What to do when the Council Refuses your Development Application
By Peter Micevski, Solicitor, Lovegrove Smith & Cotton
For a developer to use, subdivide, erect or demolish a building, or carry out work on its land, the developer must either obtain development consent from its local Council pursuant to Part 4 of the Environmental Planning and Assessment Act 1979 (NSW) (“the Act”) or the developer’s use of the land must be considered an “exempt development” pursuant to the Act.
The rules for exempt and complying development are covered by the State Environment Planning Policy (Exempt and Complying Development Codes) 2008 (“the Codes SEPP”). The NSW Government has recently increased the number of exempt developments (where no approval required) and extended the range of complying developments (that can receive a fast approval of building work).

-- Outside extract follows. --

PR #106, opened 2021-04-16
feature/improve claim api

JGiter:
According to JWT specification token subject contained as part of token. As subject is often required part of claim it is better extract  subject and add it to other fields of `Claim` entity on load from database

Building works that comply with specific standards, can be routinely approved without delay, for example, new single or two storey houses, garages and swimming pools, and additions or alteration to a house. However, if the development proposal goes beyond this scope, the Council may refuse to give its consent to the development.
Where the works are deemed to be complying development, then the certifying authority (an accredited certifier) can issue a complying development certificate (or “CDC”). There are rules in the Codes SEPP as to when a CDC may or may not be approved, as a CDC negates the need for development consent and then a construction certificate.

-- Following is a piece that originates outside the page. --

PR #586, opened 2022-01-12
add base_store and data_store class skeleton

### LINKED ISSUE #571: An interface class for the new efficient data structure
For the new efficient data structure, we need a new interface for all the operations, including add, get, delete, and attribute operations. For each API, we need to define its input, output and a description of functions.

Where the Council has refused consent to a development application, the developer may request the Council to review its determination within 6 months after the date on which the developer received notice of the determination of that application. The developer, after lodging an application for review, has an opportunity then to give the Council submissions concerning its request for review.
More often than not though, the Council will review its initial determination and, unfortunately for the developer, come to the same determination. Because of this, developers should be encouraged to go straight to the Land and Environment Court if they are dissatisfied with a determination of the Council. A Developer may do so by making an application to the Land and Environment Court within 6 months of the date on which the developer received notice of the determination of that application.
Note though, the developer still has the option to appeal a determination of the Council to the Land and Environment Court even after a review has been conducted.
To initiate an appeal, the developer must prepare and file three copies of the appropriate appeal application (generally a Class 1 Application), and serve a stamped copy of the application on the local Council.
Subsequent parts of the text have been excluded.